Records provided: Begin

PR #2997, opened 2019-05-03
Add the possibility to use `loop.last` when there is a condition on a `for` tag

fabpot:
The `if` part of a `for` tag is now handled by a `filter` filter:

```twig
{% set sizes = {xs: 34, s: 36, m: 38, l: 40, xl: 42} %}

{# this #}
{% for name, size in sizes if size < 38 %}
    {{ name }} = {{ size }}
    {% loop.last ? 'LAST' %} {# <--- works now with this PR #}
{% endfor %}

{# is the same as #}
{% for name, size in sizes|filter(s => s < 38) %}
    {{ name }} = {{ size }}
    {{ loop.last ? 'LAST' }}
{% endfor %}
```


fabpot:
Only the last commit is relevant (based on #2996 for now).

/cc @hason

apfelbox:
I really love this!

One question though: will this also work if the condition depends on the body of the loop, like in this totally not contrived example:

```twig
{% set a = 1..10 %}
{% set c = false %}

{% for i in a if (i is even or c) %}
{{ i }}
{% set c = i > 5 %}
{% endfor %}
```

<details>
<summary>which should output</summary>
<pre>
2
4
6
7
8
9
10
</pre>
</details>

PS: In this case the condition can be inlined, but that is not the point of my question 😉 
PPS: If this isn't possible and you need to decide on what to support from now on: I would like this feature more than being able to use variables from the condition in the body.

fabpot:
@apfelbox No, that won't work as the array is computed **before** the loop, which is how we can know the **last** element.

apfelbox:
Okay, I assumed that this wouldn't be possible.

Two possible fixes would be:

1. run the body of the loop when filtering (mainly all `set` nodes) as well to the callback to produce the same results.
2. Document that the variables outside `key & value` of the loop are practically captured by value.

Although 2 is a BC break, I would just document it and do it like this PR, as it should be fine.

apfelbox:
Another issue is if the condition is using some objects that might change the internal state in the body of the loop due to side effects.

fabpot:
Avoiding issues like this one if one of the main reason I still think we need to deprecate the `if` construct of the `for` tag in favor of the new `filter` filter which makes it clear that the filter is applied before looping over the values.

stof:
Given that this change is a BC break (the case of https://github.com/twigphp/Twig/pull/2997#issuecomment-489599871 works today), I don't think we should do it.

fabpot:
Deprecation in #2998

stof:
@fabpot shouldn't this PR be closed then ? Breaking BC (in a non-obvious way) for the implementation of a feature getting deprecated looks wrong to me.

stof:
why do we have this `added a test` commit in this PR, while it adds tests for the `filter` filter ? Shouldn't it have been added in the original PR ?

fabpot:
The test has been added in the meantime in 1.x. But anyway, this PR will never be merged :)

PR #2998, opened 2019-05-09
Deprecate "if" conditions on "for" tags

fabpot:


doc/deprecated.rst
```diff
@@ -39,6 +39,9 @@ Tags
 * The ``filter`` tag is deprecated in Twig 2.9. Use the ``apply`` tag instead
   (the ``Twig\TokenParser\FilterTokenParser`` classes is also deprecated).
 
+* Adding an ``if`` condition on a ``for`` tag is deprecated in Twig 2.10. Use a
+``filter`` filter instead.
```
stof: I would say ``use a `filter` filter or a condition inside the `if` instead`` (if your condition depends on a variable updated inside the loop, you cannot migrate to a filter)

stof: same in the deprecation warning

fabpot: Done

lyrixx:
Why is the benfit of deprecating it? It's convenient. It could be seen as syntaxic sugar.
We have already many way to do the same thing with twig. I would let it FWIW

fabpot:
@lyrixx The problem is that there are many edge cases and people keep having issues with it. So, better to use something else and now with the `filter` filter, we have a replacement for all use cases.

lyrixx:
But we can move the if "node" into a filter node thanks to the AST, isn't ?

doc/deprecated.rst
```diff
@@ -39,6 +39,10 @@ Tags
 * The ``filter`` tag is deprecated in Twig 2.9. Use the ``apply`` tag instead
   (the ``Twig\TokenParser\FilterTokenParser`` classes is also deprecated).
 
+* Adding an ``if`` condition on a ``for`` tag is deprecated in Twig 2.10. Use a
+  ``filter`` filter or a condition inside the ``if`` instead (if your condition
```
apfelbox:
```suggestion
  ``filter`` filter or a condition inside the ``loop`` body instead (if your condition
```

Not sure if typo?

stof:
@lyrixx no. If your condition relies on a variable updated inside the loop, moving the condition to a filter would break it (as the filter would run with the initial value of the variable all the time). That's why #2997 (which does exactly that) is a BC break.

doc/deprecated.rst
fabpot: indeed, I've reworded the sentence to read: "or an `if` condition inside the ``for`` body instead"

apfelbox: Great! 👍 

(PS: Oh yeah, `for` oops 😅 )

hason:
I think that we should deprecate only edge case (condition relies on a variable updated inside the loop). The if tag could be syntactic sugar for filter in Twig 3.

Records provided: End

▸ **Your objective**: Give back the material in full, word for word.

▸ **Expected answer**:
PR #2997, opened 2019-05-03
Add the possibility to use `loop.last` when there is a condition on a `for` tag

fabpot:
The `if` part of a `for` tag is now handled by a `filter` filter:

```twig
{% set sizes = {xs: 34, s: 36, m: 38, l: 40, xl: 42} %}

{# this #}
{% for name, size in sizes if size < 38 %}
    {{ name }} = {{ size }}
    {% loop.last ? 'LAST' %} {# <--- works now with this PR #}
{% endfor %}

{# is the same as #}
{% for name, size in sizes|filter(s => s < 38) %}
    {{ name }} = {{ size }}
    {{ loop.last ? 'LAST' }}
{% endfor %}
```


fabpot:
Only the last commit is relevant (based on #2996 for now).

/cc @hason

apfelbox:
I really love this!

One question though: will this also work if the condition depends on the body of the loop, like in this totally not contrived example:

```twig
{% set a = 1..10 %}
{% set c = false %}

{% for i in a if (i is even or c) %}
{{ i }}
{% set c = i > 5 %}
{% endfor %}
```

<details>
<summary>which should output</summary>
<pre>
2
4
6
7
8
9
10
</pre>
</details>

PS: In this case the condition can be inlined, but that is not the point of my question 😉 
PPS: If this isn't possible and you need to decide on what to support from now on: I would like this feature more than being able to use variables from the condition in the body.

fabpot:
@apfelbox No, that won't work as the array is computed **before** the loop, which is how we can know the **last** element.

apfelbox:
Okay, I assumed that this wouldn't be possible.

Two possible fixes would be:

1. run the body of the loop when filtering (mainly all `set` nodes) as well to the callback to produce the same results.
2. Document that the variables outside `key & value` of the loop are practically captured by value.

Although 2 is a BC break, I would just document it and do it like this PR, as it should be fine.

apfelbox:
Another issue is if the condition is using some objects that might change the internal state in the body of the loop due to side effects.

fabpot:
Avoiding issues like this one if one of the main reason I still think we need to deprecate the `if` construct of the `for` tag in favor of the new `filter` filter which makes it clear that the filter is applied before looping over the values.

stof:
Given that this change is a BC break (the case of https://github.com/twigphp/Twig/pull/2997#issuecomment-489599871 works today), I don't think we should do it.

fabpot:
Deprecation in #2998

stof:
@fabpot shouldn't this PR be closed then ? Breaking BC (in a non-obvious way) for the implementation of a feature getting deprecated looks wrong to me.

stof:
why do we have this `added a test` commit in this PR, while it adds tests for the `filter` filter ? Shouldn't it have been added in the original PR ?

fabpot:
The test has been added in the meantime in 1.x. But anyway, this PR will never be merged :)

PR #2998, opened 2019-05-09
Deprecate "if" conditions on "for" tags

fabpot:


doc/deprecated.rst
```diff
@@ -39,6 +39,9 @@ Tags
 * The ``filter`` tag is deprecated in Twig 2.9. Use the ``apply`` tag instead
   (the ``Twig\TokenParser\FilterTokenParser`` classes is also deprecated).
 
+* Adding an ``if`` condition on a ``for`` tag is deprecated in Twig 2.10. Use a
+``filter`` filter instead.
```
stof: I would say ``use a `filter` filter or a condition inside the `if` instead`` (if your condition depends on a variable updated inside the loop, you cannot migrate to a filter)

stof: same in the deprecation warning

fabpot: Done

lyrixx:
Why is the benfit of deprecating it? It's convenient. It could be seen as syntaxic sugar.
We have already many way to do the same thing with twig. I would let it FWIW

fabpot:
@lyrixx The problem is that there are many edge cases and people keep having issues with it. So, better to use something else and now with the `filter` filter, we have a replacement for all use cases.

lyrixx:
But we can move the if "node" into a filter node thanks to the AST, isn't ?

doc/deprecated.rst
```diff
@@ -39,6 +39,10 @@ Tags
 * The ``filter`` tag is deprecated in Twig 2.9. Use the ``apply`` tag instead
   (the ``Twig\TokenParser\FilterTokenParser`` classes is also deprecated).
 
+* Adding an ``if`` condition on a ``for`` tag is deprecated in Twig 2.10. Use a
+  ``filter`` filter or a condition inside the ``if`` instead (if your condition
```
apfelbox:
```suggestion
  ``filter`` filter or a condition inside the ``loop`` body instead (if your condition
```

Not sure if typo?

stof:
@lyrixx no. If your condition relies on a variable updated inside the loop, moving the condition to a filter would break it (as the filter would run with the initial value of the variable all the time). That's why #2997 (which does exactly that) is a BC break.

doc/deprecated.rst
fabpot: indeed, I've reworded the sentence to read: "or an `if` condition inside the ``for`` body instead"

apfelbox: Great! 👍 

(PS: Oh yeah, `for` oops 😅 )

hason:
I think that we should deprecate only edge case (condition relies on a variable updated inside the loop). The if tag could be syntactic sugar for filter in Twig 3.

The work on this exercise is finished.